И еще радио. Голоса далеких миров, оркестры и смех, речи и оперы, все слушал он, приобщаясь этим к миру, выключенному для него.
Он так полюбил свое одиночество, что по утрам, вставая, легкий и освеженный, молил судьбу, чтобы оно продлилось как можно дольше.
20/V
Итак — исключен.
Вчера днем на заседании партгруппы я выслушивал хлесткие и унизительные слова. Фадеев с каменным лицом обзывал меня пошляком и мещанином, переродившимся буржуазным человеком и никудышным художником. Он говорил как непререкаемый авторитет, и непонятно было, откуда у него бралась совесть говорить все это? Разве только от сознания, что у самого все далеко не чисто и сейчас твердокаменностью своей надо поскорее огородить себя от возможных подозрений и послаблений. Печально. И прежде всего для него печально как человека и писателя.

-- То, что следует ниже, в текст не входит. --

PR #128, opened 2019-07-29
PostgreSQL JSON Operators

Vlix:
Added all JSON operators in the `Database.Esqueleto.PostgreSQL.JSON` module and wrote documentation and tests for all operators.

Also increased version to 3.1.0


Vlix:
Ugh... I can't get Travis to use PSQL 10 > .<

Any idea what's going on?

src/Database/Esqueleto/PostgreSQL/JSON.hs
```diff
@@ -0,0 +1,590 @@
...
+      in case it doesn't type check.
+      * As long as the previous operator's resulting value is
+      'Maybe' 'Data.Aeson.Value', any other JSON operator can be
+      used to transform the JSON further.
+      (e.g. @'[1,2,3]' -> 1 \@> 2@)
+
+  /The PostgreSQL version the functions work with are included/
+  /in their description./
+
+  /Since: 3.1.0/
```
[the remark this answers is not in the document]
Vlix: I've used the `/Since: 3.1.0/` notation, since that's what's used throughout the entire package, but I can easily fix it, if you'd prefer the `@` notation?

src/Database/Esqueleto/PostgreSQL/JSON.hs
```diff
@@ -0,0 +1,590 @@
...
+      'Maybe'. This also makes it easier to chain them.
+      Just use the 'just' function to lift any non-'Maybe' JSON values
+      in case it doesn't type check.
+      * As long as the previous operator's resulting value is
+      'Maybe' 'Data.Aeson.Value', any other JSON operator can be
+      used to transform the JSON further.
+      (e.g. @'[1,2,3]' -> 1 \@> 2@)
+
+  /The PostgreSQL version the functions work with are included/
+  /in their description./
```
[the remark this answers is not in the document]
Vlix: 😳 You make me blush

parsonsmatt:
Hmm, the [docs](https://docs.travis-ci.com/user/database-setup/#postgresql) are a little ambiguous, but I think you should remove the `postgresql` in `services` and just use the one in `addons`

src/Database/Esqueleto/PostgreSQL/JSON.hs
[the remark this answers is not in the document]
parsonsmatt: Yeah I think the `@since` notation is newer than the package. It potentially has some semantic meaning to Haddock so it's probably better to add it.

parsonsmatt:
This is the example for using postgresql-10:

```
addons:
  postgresql: "10"
  apt:
    packages:
    - postgresql-10
    - postgresql-client-10
```

What you've got now is:

```
addons:
  postgresql: "10"
  apt:
    packages:
      - libgmp-dev
      - postgresql-client-10
      - postgresql-server-dev-all
```

Only thing I can see is `postgresql-server-dev-all` vs `-postgresql-10`

Vlix:
Yeah, I'm not sure what the `libqmp-dev` or `postgresql-server-dev-all` is for... but I guess I'll keep them in?

Vlix:
Seems PostgreSQ 10 runs on port 5433 by default?

bitemyapp:
@Vlix this is looking great, I love the documentation!

Vlix:
> @Vlix this is looking great, I love the documentation!

Thanks! Not just for the compliment, but also for `Haskell Programming: From First Principles`. It's what really got me going a few years back :)

Vlix:
I think I finally fixed the dependency stuff (same problem as with `persistent` when it went to 2.10.0)

parsonsmatt:
awesome, thanks, I'll review today

src/Database/Esqueleto/PostgreSQL/JSON.hs
```diff
@@ -0,0 +1,618 @@
...
+-- @
+--     | Type | Description                                |  Example                                         | Example Result
+-- ----+------+--------------------------------------------+--------------------------------------------------+----------------
+--  -> | int  | Get JSON array element (indexed from zero) | '[{"a":"foo"},{"b":"bar"},{"c":"baz"}]'::json->2 | {"c":"baz"}
+--  -> | text | Get JSON object field by key               | '{"a": {"b":"foo"}}'::json->'a'                  | {"b":"foo"}
+-- @
+--
+-- @since 3.1.0
+(->.) :: SqlExpr (Value (Maybe Aeson.Value))
+      -> Either Int Text
```
parsonsmatt: I think the API would be more flexible if we didn't use Haskell values directly, but instead used `SqlExpr` of these values. That's how we're doing things at Lumi right now. It's easy to go from `Text` to `SqlExpr (Value Text)` with `val`, but it's IIRC not possible to go the other way.

If we do that, though, then we need to use something other than `Either`, because (IIRC) there's no easy way to go from an eg `SqlExpr (Value Int)` to a `SqlExpr (Value (Either Int Text))`. The library sometimes defines classes like `SqlString` to allow folks to use all kinds of stuff, and I've used that before to good luck. Something like `class JsonAccessor a` with a few instances for `Int`, `Text`, `String`, `Integer`, etc would be a good way to be more flexible, at the cost of type inference. Eg, `foo ->. val 3` would give an ambiguous type warning, and `foo ->. val "hello"` would give an ambiguous warning with `OverloadedStrings` enabled.

On the other hand, we don't actually, uh, use the `SqlExpr` power *anywhere* in the Lumi codebase that I can tell. All uses of our `|->` operator have a `val "some string literal"` form.

Maybe we should have a `data JsonAccessor = JInt Int | JStr Text` that has `Num` and `IsString` instances :joy:

src/Database/Esqueleto/PostgreSQL/JSON.hs
```diff
@@ -0,0 +1,618 @@
...
+--  - | text[]  | Delete multiple key/value pairs or string elements from left operand.  | '{"a": "b", "c": "d"}'::jsonb - '{a,c}'::text[]
+--    |         | Key/value pairs are matched based on their key value.                  |
+(--.) :: SqlExpr (Value (Maybe Aeson.Value))
+      -> [Text]
+      -> SqlExpr (Value (Maybe Aeson.Value))
+(--.) value = unsafeSqlBinOp " - " value . mkTextArray
+
+-- | This operator can remove elements nested in an object.
+-- If a 'Text' is not parsable as a number when selecting in an array
+-- (even when halfway through the selection).
```
parsonsmatt: This sentence is unclear to me

src/Database/Esqueleto/PostgreSQL/JSON.hs
```diff
@@ -0,0 +1,618 @@
...
+
+
+--- ORPHAN INSTANCES ---
+--- ORPHAN INSTANCES ---
+--- ORPHAN INSTANCES ---
+
+
+-- Mainly copied over from Database.Persist.Postgresql.JSON
+-- Since we don't need anything else and adding another dependency
+-- just for these two instances is a bit overkill.
```
parsonsmatt: `esqueleto` already depends on `persistent-postgresql`. I'd *really* rather not have orphan instances potentially clashing and would definitely prefer to bring on another dependency to avoid that.

src/Database/Esqueleto/PostgreSQL/JSON.hs
```diff
@@ -0,0 +1,618 @@
...
+-- | jsonb - @since 3.1.0
+instance PersistFieldSql Aeson.Value where
+  sqlType _ = SqlOther "JSONB"
+
+badParse :: Text -> String -> Text
+badParse t = fromPersistValueParseError t . T.pack
+
+fromLeft :: (a -> b) -> Either a x -> Either b x
+fromLeft f (Left a) = Left $ f a
+fromLeft _ (Right r) = Right r
```
parsonsmatt: This is in `base` via `Data.Bifunctor` as `first`

test/PostgreSQL/Test.hs
```diff
@@ -499,6 +508,493 @@ testPostgresModule = do
...
+  -> SqlPersistT m [Entity Json]
+selectJSONwhere f = selectJSON $ where_ . f
+
+selectJSON
+  :: MonadIO m
+  => (SqlExpr (Value (Maybe A.Value)) -> SqlQuery ())
+  -> SqlPersistT m [Entity Json]
+selectJSON f = select $ from $ \v -> do
+    f $ just (v ^. JsonValue)
+    return v
```
parsonsmatt: fantastic tests :smile:

src/Database/Esqueleto/PostgreSQL/JSON.hs
Vlix: Ah, you're right P:

src/Database/Esqueleto/PostgreSQL/JSON.hs
Vlix: The use case is slim, I think. We also never use a column as the right hand operand. It's almost always taking the JSON value of a column and either filtering on it, or changing it's shape.
Though just to be able to do it, would be nice, in case someone has a specific situation where they, for example, want to filter a row based on the interaction between two columns?

Or maybe go for the data type `data JsonAccessor` and have helper functions that accept any valid value?

`numToJsonAccessor :: Num a => SqlExpr (Value a) -> SqlExpr (Value JsonAccessor)`
`stringToJsonAccessor :: IsString a => SqlExpr (Value a) -> SqlExpr (Value JsonAccessor)`

---

Also:
Any right hand operand (RHO) can be `NULL` in any of the operators. The result will just be `NULL`. If we use `SqlExpr`s, it might be good to just default to `SqlExp (Value (Maybe a))`, where a is the intended type of the RHO.

src/Database/Esqueleto/PostgreSQL/JSON.hs
Vlix: The `#-` operator removes a value nested (deep) within a JSON object/array. The RHO is a "path" to that value:

`v ^. JsonValue #-. ["user","name","last"]` would remove the "last" field in the object in the "name" field, which resides in the object that's in the "user" field of the top level object.

These examples show best what happens:

```
{"a": 3.14, "b": null}        #- ["a","b"] == {"a": 3.14, "b": null}
{"a": {"b":false}, "b": null} #- ["a","b"] == {"a": {}, "b": null}
```

The second sentence is unfinished, and should be:
"If a 'Text' is not parsable as a number when selecting in an array (even when halfway through the selection) an exception will be thrown"

src/Database/Esqueleto/PostgreSQL/JSON.hs
Vlix: The library `esqueleto:lib` doesn't.

But if you'd rather have it added in, sure, I can do that.

parsonsmatt: Good catch :sweat_smile: 

In that case I think it would *definitely* cause problems to use an orphan instance here, as most users of the library will already have `persistent-postgresql` orphan instances in scope. But then why are the tests working? I'd expect them to pick up both instances and get confused. :thinking: So maybe it's not an issue.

Потом что-то городил Березовский. Он уже давно ничего не пишет, но именно от этого он выступает на партгруппах с непогрешимым видом. Он ведь ни в чем не виноват, он ничего не пишет, ничего не делает вообще, он только сидит на всех заседаниях и берет каждый раз слово и говорит, говорит, говорит. Ставский и Юдин пересмеивались, шептались о чем-то постороннем, не слушали его, для них все уже было решено до заседания.
Вначале я волновался, и слезы выступили, а потом вдруг сразу все прошло, как ухнуло, и я стал прислушиваться к тому, что говорят обо мне, с большим интересом. Опять совершился “выход в третьего”, и только лицо стало красным и белые пятна на щеках.
Потом проголосовали. Ставский сказал: “Переходим к другим делам”. Я встал и вышел в мертвой тишине, неловкой от совершившегося, потому что не один, наверное, думал про себя о несправедливости сделанного, но вместе со всеми голосовал за исключение, ибо так надо. Почему надо? Трудно сказать, такая уж волна идет, но так надо.
На дворе сел в машину, закурил, поехал медленно, соображая, что произошло… И сразу снова сошло на меня успокоение и почти радость — я ведь не виноват ни в чем, я это знаю, значит, нельзя унывать от того, чтобы тебя тоже подмели новой метлой какой-то странной паники, охватившей вдруг и Ставского, и Юдина, и Фадеева и всех, кто сейчас сохранил себя ценой бешеной клеветы и лжи на других, виноватых совсем не в том, что им приписывали и вешали.
Ехал медленно, смотрел на уличную бурную жизнь, в Москве живет четыре миллиона человек, они спешат и радуются жизни, им нет никакого дела до того, что происходит в накуренной комнате по улице Воровского, 52, и тебе должно быть легче от сознания того, что ты один из этих четырех миллионов. И так как люди, сидящие в контрольной комиссии, тоже далеки от литературных склок, то и они разберутся, поймут и восстановят рано или поздно.
Приехал на дачу. Дженни встретила бледная, еле сдерживая вопрос. Мы условились, что, если случится серьезное что-то, я приеду раньше. И я приехал раньше, она увидела машину, въезжающую во двор, и пока машина подъезжала к крыльцу, она тоскливо спрашивала себя: что такое случилось? Неужели? Да.
Пришел Сельвинский, с ним говорили с полчаса, он утешал и ободрял. О себе он говорит: “Пушкин умер 37 лет, Лермонтов тоже, мне сейчас тридцать семь. Буду думать, что я уже умер, как Пушкин, и сейчас вместо меня живет другой человек, с интересом наблюдающий, как расправляются с памятью умершего Сельвинского”.
Говорили о всей жизни человека, в которой не может не быть ошибок. И тогда, когда отвечаешь за ошибку, вдруг забывают обо всем хорошем, что тот же самый человек в своей жизни мог сделать и наверное сделал. Как Гретхен всю жизнь жила непорочной и чистой, безгрешной и доброй. Но стоило ей один — только один раз согрешить с Фаустом, как даже перед небом пошло в ад все ее прежнее благочестие и хорошесть. Грех, короткий по времени, длится куда дольше, чем хороший поступок или жизнь, которая может во времени продолжаться очень долго. Не от этого ли и бесшабашная русская поговорка — семь бед — один ответ. Ибо если все равно тяжело, надо отвечать за одну вину, то семь вин не могут усилить кары всемеро, как не могут семь паровозов гудеть всемеро сильнее одного — ухо уже не различает силы звука — и ухо судьи, особенно массы судей, которым некогда разобраться во всем, а надо руководствоваться впечатлением или директивой, тоже не различает — семь на тебе тяжелых вин или только одна короткая, все равно — вина! Вали кулем — потом разберем.